Understanding the nuances of hunger and their mechanisms, is a good first step in both acknowledging and being able to respond to our needs. Strengthening our inner narrative is key to not becoming blind-sided when irritability or low blood sugar takes over. Cutting hunger off at its early indicators and responding to it will keep our energy levels strong and teach our bodies that its needs are going to be met.
Primal/ biological Hunger – This hunger is our basic biological need to thrive. If our blood sugar becomes low, our energy stores are depleted, our body is lacking. This is our drive to survive, where biochemical factors are triggered to drive us to seek food to restore and function. This is the hunger we need to focus most of our attention around.
Taste Hunger – Ever go to a friends birthday party, the cake comes out, it looks delicious. Eating is not a response to your bodies needs but is part of the tapestry of the experience. This kind of hunger is often the type where ‘dieters’ feel they have to abstain and if they do partake feel like they have failed.
Practical Hunger – Although biological hunger is what we want to respond to most readily, it is not realistic to always wait for our cues. Examples of these situations are, going into an all day meeting or meeting friends at a particular time.

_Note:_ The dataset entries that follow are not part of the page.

PR #2670, opened 2021-03-30
Issue 2638: Compaction Limits

klwilson227:
This resolves issue 2638, by allowing a customer to set a limit on the duration of the major and minor compaction runs. This allows the customer to balance the needs for compaction against the need for normal garbage collection. Unbounded execution of compaction can starve the garbage collection process, and may lead to extended periods of high disk IO. By setting a upper bound on the execution duration for the garbage collection, we can ensure a balance is maintained between both GC and Compaction processes. 

Logging has been improved to allow a user to see the complete usage of the buckets, vs. those that were compacted, so that they can decide on any further tuning that may be required. 

Test cases have been added to ensure limits are enforced properly and that defaulting of the values is correctly implemented.

### DIFF
--- a/bookkeeper-server/src/main/java/org/apache/bookkeeper/bookie/GarbageCollectorThread.java
+++ b/bookkeeper-server/src/main/java/org/apache/bookkeeper/bookie/GarbageCollectorThread.java
@@ -71,12 +71,14 @@ public class GarbageCollectorThread extends SafeRunnable {
     boolean enableMinorCompaction = false;
     final double minorCompactionThreshold;
     final long minorCompactionInterval;
+    final long minorCompactionLimit;
     long lastMinorCompactionTime;
 
     boolean isForceMajorCompactionAllow = false;
     boolean enableMajorCompaction = false;
     final double majorCompactionThreshold;
     final long majorCompactionInterval;
+    long majorCompactionLimit;
     long lastMajorCompactionTime;
 
     @Getter
@@ -180,6 +182,9 @@ public class GarbageCollectorThread extends SafeRunnable {
         majorCompactionThreshold = conf.getMajorCompactionThreshold();
         majorCompactionInterval = conf.getMajorCompactionInterval() * SECOND;
         isForceGCAllowWhenNoSpace = conf.getIsForceGCAllowWhenNoSpace();
+        majorCompactionLimit = conf.getMajorCompactionLimitMs();
+        minorCompactionLimit = conf.getMinorCompactionLimitMs();
+
         boolean isForceAllowCompaction = conf.isForceAllowCompaction();
 
         AbstractLogCompactor.LogRemovalListener remover = new AbstractLogCompactor.LogRemovalListener() {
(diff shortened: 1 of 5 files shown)


bookkeeper-server/src/main/java/org/apache/bookkeeper/bookie/GarbageCollectorThread.java
```diff
@@ -452,31 +457,48 @@ void doCompactEntryLogs(double threshold) {
 
         final int numBuckets = 10;
         int[] entryLogUsageBuckets = new int[numBuckets];
+        int[] compactedBuckets = new int[numBuckets];
+
+        long start = System.currentTimeMillis();
+        long end = start;
+        long timeDiff = 0;
```
codelipenghui, line 464: Do we need the `end` and the `timeDiff` here? Seems we can only break the following loop if (currentTime-start) >= limit?

bookkeeper-server/src/main/java/org/apache/bookkeeper/bookie/GarbageCollectorThread.java
```diff
@@ -452,31 +457,48 @@ void doCompactEntryLogs(double threshold) {
...
 
-            if (meta.getUsage() >= threshold) {
+            if (timeDiff < limit) {
+                end = System.currentTimeMillis();
+                timeDiff = end - start;
+            }
+            if (meta.getUsage() >= threshold || (limit > 0 && timeDiff > limit) || !running) {
+                // We allow the usage limit calculation to continue so that we get a accurate
+                // report of where the usage was prior to running compaction.
                 continue;
```
codelipenghui, line 479: We should break the loop if exceed the max compaction time? all the remaining logs will be skipped.

bookkeeper-server/src/main/java/org/apache/bookkeeper/bookie/GarbageCollectorThread.java
klwilson227: The timediff is held for reporting after loop exit when debugging is enabled.

bookkeeper-server/src/main/java/org/apache/bookkeeper/bookie/GarbageCollectorThread.java
klwilson227: The consumer, would not get any indication of how may logs were not compacted if we skip out of loop. This ensures that the exit report of the usage buckets give a complete picture of what was there and what was compacted. The usage gathering from what I saw as extremely fast compared to the compaction. The logs show that this does not take a appreciable amount of time.  However, a consumer whom is tuning the system may need this insight.

conf/bk_server.conf
```diff
@@ -500,6 +500,9 @@ ledgerDirectories=/tmp/bk-data
 # If it is set to less than zero, the minor compaction is disabled.
 # minorCompactionInterval=3600
 
+# Limit in milliseconds to run minor Compaction. Defaults to -1 run indefinitely.
+# minorCompactionLimitMs=-1
```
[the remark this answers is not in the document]
klwilson227: I will make the updates throughout.

bookkeeper-server/src/main/java/org/apache/bookkeeper/bookie/GarbageCollectorThread.java
codelipenghui: Ok  I see.

codelipenghui (approved):

sijie (approved):

jiazhai (approved):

Do you change your life to accommodate hunger or do you have a social life and nourish yourself. In these instances it’s important to take a practical route.
Emotional Hunger – This is a big one that we will cover in more depth over the course of this series. Being able to distinguish between emotional and biological hunger is key to becoming an intuitive eater. Many eat to numb, for boredom, to soothe or to distract amongst a host of other reasons. Being able to incorporate additional tools to your coping mechanisms, will allow you to detach from food being an emotional entity and respond to your biological needs more readily. This is not easy but totally possible.